Qût al-Qulûb
Qût al-Qulûb fî Mu’âmalat al-Mahbûb wa Washf Tharîq al-Murîd ilâ Maqâm al-Tawhîd
SUTEJO IBNU PAKAR
Abû Thâlib al-Makkîy menganjurkan setiap murîd tarekat
memiliki kekuatan irâdah.
Untuk memperoleh kekuatan tersebut seorang murîd dituntut untuk mampu menahan rasa lapar,
banyak berjaga di malam hari, banyak diam dari pembicaraan yang tidak
bermanfaat dan banyak melakukan khalwat.[1]
Al-Makkiy
memformulasikan tujuh perilaku yang harus dimiliki setiap murîd. Pertama, memiliki konsistensi dalam mewujudkan
kemauan. Kedua, selalu berusaha
sungguh-sungguh untuk dapat melakukan ibadah dan semua kebaikan. Ketiga,
mengenali kelebihan dan kekurangan diri sendiri. Keempat, bergaul dengan
seseorang yang ‘alim tentang Allah. Kelima, melakukan taubat nasuha. Keenam,
selalu mengkonsumsi makanan/minuman yang halal. Ketujuh, bergaul dengan sahabat yang mampu mengkritik
kekurangan dan kelemahan.[2]
Ketentuan yang dirumuskan al-Makki di
atas lebih mengarah kepada etika atau adab murîd dalam mengelola potensi diri sendiri. Hal
senada juga dikemukakan oleh Muhammad Amîn al-Kurdî al-‘Irbîlî [3] bahwa seorang murîd harus senantiasa merasa diawasi oleh Allah SWT
dan oleh karenya hatinya harus selalu ingat kepada-Nya dengan melafalkan
(didalam hati) lafdz al-Jalâlah (Allãh). Lebih lanjut ia mengemukakan
bahwa, seorang murîd hendaknya dapat menghindari pergaulan yang buruk, selalu
mengkonsumsi makanan dan minuman yang
halal dalam kadar secukupnya, tidak tidur dalam keadaan berhadats besar (janâbah),
tidak berpengharapan atau berhasrat memiliki sesuatu yang sudah menjadi milik
orang lain, serta selalu menjaga lisan dari
perkataan yang tidak bermanfaat.
Kaitannya dengan hubungan murîd
dengan mursyid ada delapan
ketentuan yang harus dijalani oleh seorang murîd yang terdiri dari empat perilaku lahirian dan
empat perilaku batiniah. Ketentuan atau adab tersebut berlaku untuk setiap murîd tarekat dalam menjaga keharmonisan dengan
syekh dan bertujuan agar murîd selalu mendapatkan pertolongan dan bantuan
ruhaniah syekh yang sempurna. Oleh karenanya, disarankan seorang murîd benar-benar
mengetahui silsilah atau sanad sang mursyid benar-benar sampai kepada Nabi Muhammad.
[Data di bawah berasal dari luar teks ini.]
PR #617, opened 2024-05-16
Added `USE_CONFIDENTIAL_COMPUTING` check

nesitor:
Problem: A node operator cannot check or add support for confidential computing.

Solution: Implemented a setting to allow node operator to enable confidential computing. A check ensure that the system is well configured, and it shows that configuration on the /public/config endpoint.

Implementations:
- Added `USE_CONFIDENTIAL_COMPUTING` setting with a `False` default value. If the user enables it, it checks the module availability on the system.
- Added a new computing section on `/public/config` endpoint with relevant information about computing.
- Added `PAYMENT_MONITOR_INTERVAL` field on payment section on `/public/config` endpoint to show the payment interval check.

### DIFF
--- a/src/aleph/vm/conf.py
+++ b/src/aleph/vm/conf.py
@@ -16,7 +16,7 @@ from pydantic import BaseSettings, Field, HttpUrl
 from pydantic.env_settings import DotenvType, env_file_sentinel
 from pydantic.typing import StrPath
 
-from aleph.vm.utils import file_hashes_differ, is_command_available
+from aleph.vm.utils import check_system_module, file_hashes_differ, is_command_available
 
 logger = logging.getLogger(__name__)
 
@@ -261,6 +261,12 @@ class Settings(BaseSettings):
         description="Default hypervisor to use on running instances, can be Firecracker or QEmu",
     )
 
+    USE_CONFIDENTIAL_COMPUTING: bool = Field(
+        default=False,
+        description="Enable Confidential Computing using AMD-SEV. It will test if the host is compatible "
+        "with SEV and SEV-ES",
+    )
+
     # Tests on programs
 
     FAKE_DATA_PROGRAM: Optional[Path] = None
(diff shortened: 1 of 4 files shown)


olethanh:
I suggest we change the name to `ENABLE_CONFIDENTIAL_COMPUTING` or `ENABLE_CONFIDENTIAL_SUPPORT`, because "use" for me imply that it will be used by default, while  "enable" tell to make it available.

Karena, untuk dapat limpahan cahaya atau bantuan ruhaniah dari Nabi disyaratkan ketersambungan dengan belau.[4]
Empat perilaku lahiriah yang dimaksud
adalah: menjalankan perintah mursyid meskipun
tampak jelas berbeda dengan pendirian murîd. Kedua, menjauhi apa saja yang dilarang oleh mursyid.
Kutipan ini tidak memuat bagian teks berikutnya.